Deputy Smith seems to forget what he himself said. He brought a Bill, virtually identical with this Bill, before Dáil Éireann to suspended the Flax Act. At column 236 of the Official Reports of the Parliamentary Debates of the 23rd January, 1947, Deputy Smith said:—
"This suspensory Bill merely gives scope and freedom to do something in the flax growers' interest which would not be so easy to do if the 1936 Act were to continue to operate."
Can it be that Deputy Smith wishes his successor in office to be restricted with the shackles of the 1936 Act when he himself three years ago declared that in order to free himself to serve the best interests of the flax growers he was coming to the House to relieve himself of the statutory obligations put upon him by that Act?

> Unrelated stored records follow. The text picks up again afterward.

PR #1568, opened 2025-08-26
EDM-2075: added resume api and cli

asafbennatan:
## Summary by CodeRabbit

- **New Features**
  - Added POST /api/v1/deviceactions/resume (single & bulk) with resumedDevices response; flightctl resume CLI; client/server HTTP support; GET /api/v1/devices/{name}/rendered accepts knownRenderedVersion; new DeviceConflictResolved event reason and details.

- **Tests**
  - Added unit, integration, CLI and e2e tests for resume flows, selectors, idempotence, event filtering, and error cases.

- **Chores**
  - Build now includes an extra flightctl binary; added System/SystemComponentDB constants.


api/v1alpha1/openapi.yaml
```diff
@@ -3552,6 +3657,53 @@ components:
       required:
         - target
       description: Metadata about a device decommissioning request.
+    DeviceResumeRequest:
+      type: object
+      properties:
+        labelSelector:
```
avishayt, line 3613: Also allow fieldSelector

api/v1alpha1/openapi.yaml
```diff
@@ -1456,6 +1456,62 @@ paths:
             application/json:
               schema:
                 $ref: '#/components/schemas/Status'
+  /api/v1/devices/{name}/resume:
```
avishayt: If we have the resumeDevices API then we don't need this one too.  Better to avoid multiple ways of doing something.  The CLI for a single device can call the resumeDevices API with an appropriate fieldSelector to choose a single device.

api/v1alpha1/openapi.yaml
```diff
@@ -1521,6 +1577,55 @@ paths:
             application/json:
               schema:
                 $ref: '#/components/schemas/Status'
+  /api/v1/devices/resume:
```
avishayt: This conflicts with /api/v1/devices/{name}.

I recommend POST /api/v1/deviceactions/resume

api/v1alpha1/openapi.yaml
```diff
@@ -3552,6 +3657,53 @@ components:
...
+    DeviceResumeRequest:
+      type: object
+      properties:
+        labelSelector:
+          type: string
+          description: A selector to restrict the list of devices to resume by their labels. Uses the same format as Kubernetes label selectors (e.g., "key1=value1,key2!=value2").
+      required:
+        - labelSelector
+      description: Request to resume devices based on label selector.
+    DeviceResumeResponse:
```
avishayt, line 3628: This return value is complicated and can be huge if applied to many devices.  It also seems like it's not all implemented (e.g., failedDevices).  It's a single DB query, so either the whole thing should pass or fail - no partial success.

internal/service/device.go
```diff
@@ -481,6 +482,32 @@ func (h *ServiceHandler) UpdateServiceSideDeviceStatus(ctx context.Context, devi
...
+	}
+
+	// Remove conflictPaused annotation from all matching devices in a single SQL query
+	resumedCount, err := h.store.Device().RemoveConflictPausedAnnotation(ctx, orgId, *listParams)
+	if err != nil {
+		return 0, api.StatusInternalServerError(fmt.Sprintf("failed to resume devices: %v", err))
+	}
+
+	return int(resumedCount), api.StatusOK()
+}
```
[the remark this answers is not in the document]
asafbennatan: fixed

internal/cli/resume_test.go
```diff
@@ -0,0 +1,297 @@
...
+	if len(name) == 0 {
+		return fmt.Errorf("specify a specific device to resume")
+	}
+
+	if opts.LabelSelector != "" {
+		return fmt.Errorf("label selector cannot be used when resuming a specific device")
+	}
+
+	return nil
+}
```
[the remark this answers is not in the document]
asafbennatan: fixed

api/v1alpha1/openapi.yaml
asafbennatan: added

api/v1alpha1/openapi.yaml
asafbennatan: done

api/v1alpha1/openapi.yaml
asafbennatan: done

api/v1alpha1/openapi.yaml
asafbennatan: done - returning the count of updated devices only

internal/api/client/client.gen.go
```diff
@@ -7558,6 +7676,67 @@ func ParseUpdateCertificateSigningRequestApprovalResponse(rsp *http.Response) (*
...
+		if err := json.Unmarshal(bodyBytes, &dest); err != nil {
+			return nil, err
+		}
+		response.JSON503 = &dest
+
+	}
+
+	return response, nil
+}
+
```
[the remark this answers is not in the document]
asafbennatan: this is not a pattern we currently have in the codebase

api/v1alpha1/types.gen.go
```diff
@@ -801,6 +801,22 @@ type DeviceResourceStatus struct {
...
 
+// DeviceResumeRequest Request to resume devices based on label selector and/or field selector. At least one selector must be provided.
+type DeviceResumeRequest struct {
+	// FieldSelector A selector to restrict the list of devices to resume by their fields. Uses the same format as Kubernetes field selectors (e.g., "metadata.name=device1,status.phase!=Pending").
+	FieldSelector *string `json:"fieldSelector,omitempty"`
+
+	// LabelSelector A selector to restrict the list of devices to resume by their labels. Uses the same format as Kubernetes label selectors (e.g., "key1=value1,key2!=value2").
+	LabelSelector *string `json:"labelSelector,omitempty"`
+	union         json.RawMessage
+}
```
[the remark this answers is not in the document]
asafbennatan: we do that already

internal/cli/resume.go
```diff
@@ -0,0 +1,195 @@
...
+
+func (o *ResumeOptions) Validate(args []string) error {
+	if err := o.GlobalOptions.Validate(args); err != nil {
+		return err
+	}
+
+	arg := args[0]
+
+	// Handle bulk resume case
+	if arg == "devices" {
```
avishayt: Please make consistent with other CLI commands.  We treat plural and singular the same.
Call parseAndValidateKindName here, and then if name != "" it's singular, otherwise bulk.

internal/cli/resume.go
```diff
@@ -0,0 +1,195 @@
...
+		if o.LabelSelector == "" {
```
avishayt: FieldSelector is also valid.
But is there any reason to enforce this?  Maybe they just want to unpause all devices?

internal/cli/resume.go
```diff
@@ -0,0 +1,195 @@
...
+func (o *ResumeOptions) Run(ctx context.Context, args []string) error {
+	c, err := o.BuildClient()
+	if err != nil {
+		return fmt.Errorf("creating client: %w", err)
+	}
+
+	arg := args[0]
+
+	// Handle bulk resume case
+	if arg == "devices" {
```
avishayt: Also here, call parseAndValidateKindName and check if name != ""

internal/cli/resume.go
```diff
@@ -0,0 +1,195 @@
...
+
+	if response.HTTPResponse != nil {
+		switch response.HTTPResponse.StatusCode {
+		case http.StatusOK:
+			if response.JSON200 != nil {
+				count := *response.JSON200
+				if count > 0 {
+					fmt.Printf("Device resumed successfully: %s\n", name)
+				} else {
+					return fmt.Errorf("device not found or not in conflictPaused state: %s", name)
```
avishayt: The call should be idempotent, like delete.  If it's not in conflictPaused state then we should return 200.

You should also match the success message to delete:
"Resume request for Device \"%s\" completed"

internal/cli/resume.go
```diff
@@ -0,0 +1,195 @@
...
+		switch response.HTTPResponse.StatusCode {
+		case http.StatusOK:
+			if response.JSON200 != nil {
+				count := *response.JSON200
+				fmt.Printf("Resume operation completed:\n")
+				fmt.Printf("  Devices resumed: %d\n", count)
+
+				if count == 0 {
+					fmt.Printf("No devices matched the selector or were in conflictPaused state\n")
+				}
```
avishayt, line 221: Similar to above

internal/service/common/events.go
```diff
@@ -572,11 +572,11 @@ func GetReferencedRepositoryUpdatedEvent(ctx context.Context, kind api.ResourceK
...
 
 // GetSystemRestoredEvent creates an event for system restoration completion
-// Following the pattern of InternalTaskFailed events, this associates the event with a system-level resource
+// Associates the event with a system-level resource using the System kind
 func GetSystemRestoredEvent(ctx context.Context, devicesUpdated int64) *api.Event {
 	return getBaseEvent(ctx, resourceEvent{
-		resourceKind: api.FleetKind,
-		resourceName: api.FlightCtlSystemResourceName,
+		resourceKind: api.SystemKind,
+		resourceName: api.SystemKind,
```
avishayt: Database

internal/service/device.go
```diff
@@ -519,6 +521,50 @@ func (h *ServiceHandler) UpdateServiceSideDeviceStatus(ctx context.Context, devi
...
+		trimmed := strings.TrimSpace(*request.FieldSelector)
+		if trimmed != "" {
+			normalizedFieldSelector = &trimmed
+		}
+	}
+
+	// Validate that at least one selector is provided after normalization
+	if normalizedLabelSelector == nil && normalizedFieldSelector == nil {
+		return 0, api.StatusBadRequest("at least one non-empty selector (labelSelector or fieldSelector) must be provided to avoid accidental resume all")
+	}
```
avishayt: Like I said above, I understand the intention here, but I'm not sure we want to enforce it.
Maybe we should add a "--all" flag in the CLI and enforce it only there?
Please ask Paola (UX).

internal/service/device.go
```diff
@@ -519,6 +521,50 @@ func (h *ServiceHandler) UpdateServiceSideDeviceStatus(ctx context.Context, devi
...
+			normalizedLabelSelector = &trimmed
+		}
+	}
+
+	if request.FieldSelector != nil {
+		trimmed := strings.TrimSpace(*request.FieldSelector)
+		if trimmed != "" {
+			normalizedFieldSelector = &trimmed
+		}
+	}
```
avishayt: Is this necessary?  I don't see that we do it anywhere else.

internal/service/device.go
```diff
@@ -519,6 +521,50 @@ func (h *ServiceHandler) UpdateServiceSideDeviceStatus(ctx context.Context, devi
...
+	// Create list params with both label and field selectors
+	listParams, status := prepareListParams(nil, normalizedLabelSelector, normalizedFieldSelector, nil)
+	if status.Code != http.StatusOK {
+		return 0, status
+	}
+
+	// Remove conflictPaused annotation from all matching devices in a single SQL query
+	resumedCount, err := h.store.Device().RemoveConflictPausedAnnotation(ctx, orgId, lo.FromPtr(listParams))
+	if err != nil {
+		return 0, api.StatusInternalServerError(fmt.Sprintf("failed to resume devices: %v", err))
```
avishayt: I think you need to check selector.AsSelectorError?

internal/service/device.go
```diff
@@ -519,6 +521,50 @@ func (h *ServiceHandler) UpdateServiceSideDeviceStatus(ctx context.Context, devi
 	return common.UpdateServiceSideStatus(ctx, orgId, &device, h.store, h.log)
 }
 
+func (h *ServiceHandler) ResumeDevices(ctx context.Context, request api.DeviceResumeRequest) (int, api.Status) {
```
celdrake: Few questions about Resuming devices.

1. What happens when the request would match both devices in COnflictPaused or other statuses? Are the non-paused devices just skipped?
2. It appears like you are returning a plain text with the result (based on the examples from the tests). 
IMO it would be better to return a typed response where the number of resumed devices is on a separate field, for easier consumption on the clients.

api/v1alpha1/openapi.yaml
```diff
@@ -1523,6 +1525,56 @@ paths:
               schema:
                 $ref: '#/components/schemas/Status'
 
+  /api/v1/deviceactions/resume:
+    post:
+      tags:
+        - deviceactions
+      description: Resume devices based on label selector and/or field selector.
```
celdrake, line 1532: IIUC, via the API it's not possible to explicitly resume a single device, and it needs to be done via the "field-selector=metadata.name=x".

internal/cli/resume.go
asafbennatan: done

internal/cli/resume.go
asafbennatan: done

internal/cli/resume.go
asafbennatan: done ,added --all flag for cli

internal/cli/resume.go
asafbennatan: done

internal/service/device.go
asafbennatan: removed due to all usecase

internal/service/device.go
asafbennatan: fixed

internal/service/device.go
asafbennatan: 1. yes we are only taking paused devices
2. we are returning the count of devices changed , will adjust the examples

api/v1alpha1/openapi.yaml
asafbennatan: yes this is the intended behaviour

internal/service/device.go
asafbennatan: added all flag based on our talk

internal/cli/resume.go
asafbennatan: what about bulk operation resposewhat about bulk operation respose
we dont have any existing bulk operation to my understanding
so we dont have an example to go with
currently resume bulk cli succeeds regardless but just prints an extra line (not error) saying that no devices matched

api/v1alpha1/consts.go
```diff
@@ -87,6 +87,9 @@ const (
 	OrganizationAPIVersion = "v1alpha1"
 	OrganizationKind       = "Organization"
 	OrganizationListKind   = "OrganizationList"
+
+	SystemKind        = "System"
+	SystemComponentDB = "db"
```
avishayt:
```suggestion
	SystemComponentDB = "database"
```

api/v1alpha1/openapi.yaml
```diff
@@ -1523,6 +1525,57 @@ paths:
...
+        required: true
+      responses:
+        "200":
+          description: OK
+          content:
+            application/json:
+              schema:
+                type: integer
+                description: Number of devices that were successfully resumed
+              example: 3
```
avishayt: Make it an object so that it's extensible

internal/cli/resume.go
avishayt: OK

api/v1alpha1/openapi.yaml

api/v1alpha1/consts.go
asafbennatan: fixed

internal/cli/resume.go
```diff
@@ -0,0 +1,231 @@
...
+func NewCmdResume() *cobra.Command {
+	o := DefaultResumeOptions()
+	cmd := &cobra.Command{
+		Use:   "resume (device/NAME | device | devices)",
+		Short: "Resume a device or devices based on selectors or all devices.",
+		Long: `Resume devices that are in a conflictPaused state.
+
+Examples:
+  # Resume a specific device
+  flightctl resume device/my-device
```
celdrake, line 39: Resume for an individual device which doesn't exist does not return an error and it should return 404.

```
➜ flightctl get dev/f
Error: reading device/f: response status: 404, message: Device of name "f" not found
```

```
❯ flightctl resume dev/f
Resume request for device "f" completed
```

internal/cli/resume.go
```diff
@@ -0,0 +1,231 @@
...
+	if response.HTTPResponse != nil {
+		switch response.HTTPResponse.StatusCode {
+		case http.StatusOK:
+			if response.JSON200 != nil {
+				count := response.JSON200.ResumedDevices
+				fmt.Printf("Resume operation completed:\n")
+				fmt.Printf("  Devices resumed: %d\n", count)
+
+				if count == 0 {
+					fmt.Printf("No devices matched the selector or were in conflictPaused state\n")
```
celdrake, line 220: Should be `ConflictPaused`.
And this new statuses (`ConflictPaused` and `AwaitingReconnect`) are missing in the user documentation. 
https://github.com/flightctl/flightctl/blob/main/docs/user/device-api-statuses.md?plain=1#L9

asafbennatan: added in the new PR we have for docs

internal/cli/resume.go
asafbennatan: see this:
https://github.com/flightctl/flightctl/pull/1620

celdrake: As I mentioned in that PR, I think the behaviour is inconsistent with the rest of the CLI commands.
I'd expect an error 404 when the device does not exist vs statusCode 200 when it does exist and it could not be resumed (eg. it already was)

We are all familiar with the difficulty of finding adequate parliamentary time to provide the Opposition with the fullest scope for their legitimate duty of criticism and inquiry. The sole object I had in mind in suspending the Flax Act of 1936 until such time as it was thought expedient to revive it was to avoid the necessity of having a First Stage, a Second Stage, a Committee Stage, a Report Stage and a Fifth Stage of a Flax Act in Dáil Éireann every year and the same procedure in Seanad Éireann. If I, as Minister for Agriculture, want the powers of the Flax Act, I will revive the Act. If I do not want them, and if Deputy Smith thinks I ought to have them, there is no conceivable restriction on his right to put down a motion to the effect that Dáil Éireann is of opinion that the Government ought to revive the Flax Act. But surely I must suspect that Deputy Smith is not wholly disinterested in this amendment when there can be no conceivable grounds advanced which could appeal to the reason of any rational man for imposing on Oireachtas Éireann the necessity of passing a Bill through five stages in the Dáil and in the Seanad each year when exactly the same purpose could be served by submitting a resolution?
It has been suggested—and possibly some Deputies, like Deputy Maguire, were under some misapprehension about this matter—that the flax legislation was designed to protect a thriving agricultural occupation of a number of hardworking farmers in certain restricted areas in the country. I think I have explained to Deputy Maguire that that was quite a mistake, that there was no such situation obtaining. I think it was Deputy Smith who went on to say that the Flax Board had been functioning for years in the Department, and he asked what had become of it. The Flax Board was set up in 1943, I think, to distribute money which was provided by the British Government to enable scutch mills to be equipped so that the British Government could get the flax which they wanted for aeroplanes. It had never existed before. Its sole purpose was to distribute money which the British Government paid to the Irish Government for the purpose, with a view to maximising the production of flax and linen required for the aeroplane industry.
I think it was Deputy Smith desired that this matter should be further postponed to this stage so that he might elicit further information about certain matters. He could get this information as readily by putting down a parliamentary question if it is too much trouble to put down a motion. There is no means available to me if I wanted—which I do not—to withhold information from any Deputy of the House and there is no means available to me, if ordinary parliamentary procedure is to be observed, which I sincerely hope it will, whereby I could resist a debate on flax whenever the Front Bench of the Opposition expressed their desire to have it.